Installation

Synthesized’s SDK is generally available on PyPi which makes the installation process straight forward.

A licence key is required to use the full version of the package. If you don’t have one, a free 30-day trial licence key will be provided during the installation. See the comparison table for details about the features included in the trial.

Installing the python package

It is assumed that you have Python 3.7+ already installed on a Windows, Linux or MacOS machine.

Before starting, ensure that pip and wheel are installed and up to date.

pip install -U pip wheel

Synthesized can then be installed with pip.

pip install synthesized

Setting the licence key

Once you have installed the package, you’ll need a licence key to run the software. The quickest way to check if the SDK is working is by running the command:

synth-validate

The first time this is run you will be asked if you have a licence key. If you do not have one simply select "no" and the prompts will guide you in acquiring one by entering your email address.
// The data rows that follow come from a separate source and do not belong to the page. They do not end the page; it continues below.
PR #1514, opened 2023-06-29
Include `env[:headers]` in `Stubs::NotFound`

yykamei:
When using `strict_mode`, I often get an error with `Stubs::NotFound` and can't figure out why such an error happens at a glance. After looking into the problem carefully, I finally find out some headers are missing. This is not a good developer experience.

I think the error message of `Stubs::NotFound` should include headers to let developers know the difference between the expected and actual requests.

That's why this patch appends `env[:headers]` to the error message.


iMacTia (approved):
Great quality-of-life improvement for devs 🙌 !
Thank you @yykamei

PR #1079, opened 2019-11-22
Add log_level option to logger default formatter

amrrbakry:
## Description
Logger default formatter log severity can now be configured through the `log_level` option (related #1078)

## Todos
List any remaining work that needs to be done, i.e:
- [X] Tests
- [X] Documentation

PR #1515, opened 2023-07-05
Fix some logging inefficiencies

semaperepelitsa:
When reviewing Faraday logger I noticed two inefficiencies:

- It validates :log_level option on every log message, when it could only do it once during initialisation.
- It allocates a Proc object on every log message for no reason.

This PR fixes both issues.

### DIFF
--- a/lib/faraday/logging/formatter.rb
+++ b/lib/faraday/logging/formatter.rb
@@ -13,11 +13,11 @@ module Faraday
 
       def initialize(logger:, options:)
         @logger = logger
-        @filter = []
         @options = DEFAULT_OPTIONS.merge(options)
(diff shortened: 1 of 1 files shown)


iMacTia (approved):
Thank you @semaperepelitsa for addressing these performance issues 🙌 !

This LGTM, we just have a minor rubocop offense.
The suggested fix from Rubocop works, but it's not ideal in this particular case, so if you prefer you could try moving `@filter` initialisation after `@options` and that should also solve the offense 👍

semaperepelitsa:
@iMacTia, done!

Related PR: https://github.com/lostisland/faraday/pull/1079

cc @amrrbakry

PR #1522, opened 2023-08-06
Fix included middleware links

edwardloveall:
## Description

Hi 👋🏻 Thanks for maintaining Faraday.

The "Available Middleware" links on the [Middleware Overview](https://lostisland.github.io/faraday/#/middleware/index) page were pointing to `/middleware/___` instead of `/middleware/included/___`. I updated them to point to the correct place.

## Todos
- [ ] Tests (N/A I think)
- [x] Documentation


olleolleolle (approved):
Thanks, @edwardloveall! I tried it and it now works right!

PR #1530, opened 2023-10-20
TooManyRequests error

dpep:
## Description
Faraday enumerates many common HTTP errors....could we please add [429 / TooManyRequests](https://developer.mozilla.org/en-US/docs/Web/HTTP/Status/429) to the list?

## Todos
- [x] Tests


olleolleolle (approved):
Nicely done! Thanks, @dpep!

PR #1531, opened 2023-10-31
Delete request with body

SemihCag:
## Description

We have the opportunity to send requests simply with both params and body.

Example
```
@request = Faraday.new(url: url, headers: @headers) do |faraday|
  faraday.request(req_type)
  faraday.response(:json)
end
```

Body
`@request.delete(@path, body = @msg)`

Params
`@request.delete(@path, params = @msg)`

## Todos
- [ ] Tests
- [ ] Documentation

### DIFF
--- a/lib/faraday/methods.rb
+++ b/lib/faraday/methods.rb
@@ -2,5 +2,5 @@
 
 module Faraday
   METHODS_WITH_QUERY = %w[get head delete trace].freeze
-  METHODS_WITH_BODY = %w[post put patch].freeze
+  METHODS_WITH_BODY = %w[post put patch delete].freeze
 end


iMacTia:
Hi @SemihCag, I see what you're trying to do here, but unfortunately the change you're proposing is not going to work.
`delete` cannot be in both `METHODS_WITH_QUERY` and `METHODS_WITH_BODY` at the same time, as the latter would override the method definition of the former. This would also make the change backwards-incompatible, so I'm afraid I can't accept it.

The good news however is that you can already send bodies in your `delete` requests 🎉 !
This is possible thanks to the block syntax:

```ruby
conn.delete('/') do |req|
  req.body = # ...
end
```

Please note that not all adapters support this feature, so you'll need to make sure you're using the right one as shown in this [comparative table](https://github.com/lostisland/awesome-faraday#adapters). At the moment, it seems like only the `patron` adapter does not support it.

If you have any issues sending a body with your `delete` requests, feel free to open an issue 👍

SemihCag:
Thank you for your detailed explanation. 🙂

PR #1536, opened 2023-12-14
Lint

olleolleolle:
## Description

Rubocop had found new things to lint warn about.

This fixes it.

Also, when using rc1 of ruby 3.3, racc wasn't automatically included. So, I added that to the Gemfile.

### DIFF
--- a/lib/faraday/logging/formatter.rb
+++ b/lib/faraday/logging/formatter.rb
@@ -1,7 +1,5 @@
 # frozen_string_literal: true
 
-require 'pp'
-
 module Faraday
   module Logging
     # Serves as an integration point to customize logging
--- a/Gemfile
+++ b/Gemfile
@@ -19,6 +19,7 @@ group :development, :test do
 end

Once you have set your licence key, the SDK will briefly verify the installation was successful.

With the SDK installed you are now able to get synthesizing! Check out our quickstarts or feature guides for ways that the SDK can be put to use.

Free vs Paid versions

The table below outlines the differences between the free and paid versions of the SDK. Please contact us for more information about obtaining a full licence key.

Free Paid

Licence length

30-day licence

Annual or multi-year

Maximum Dataset Size

25 columns

Unlimited

Runs offline

Data Rebalancing

Data Imputing

Data Types

String

Integer

Float

Boolean

Datetime

Timestamp

Person

Address

FormattedString

JSON

Privacy-Masking

Privacy-Preserving Synthesis

Differential privacy

Strict synthesis

Time-Series Synthesis

Regular

Event-based

Dependencies

Below are the minimum dependencies required to run the SDK.

Package Version

faker

>=8.0

matplotlib

>=3.4

numpy

>=1.19.2

pandas

<2.0, >=1.3

prompt-toolkit

>=3.0

PyYAML

>=5.2

rsa

>=4.7

rstr

>=2.2

scikit_learn

>=0.23

scipy

>=1.5

seaborn

>=0.11

synthesized_insight

>=0.5

tensorflow

>=2.6

yamale

>=4.0.4

There is no explicit limit for the size of a dataset, this is limited by the size of the RAM on the machine running the processing. More information can be found in the Benchmarks section.

The library can use a GPU but it is not required.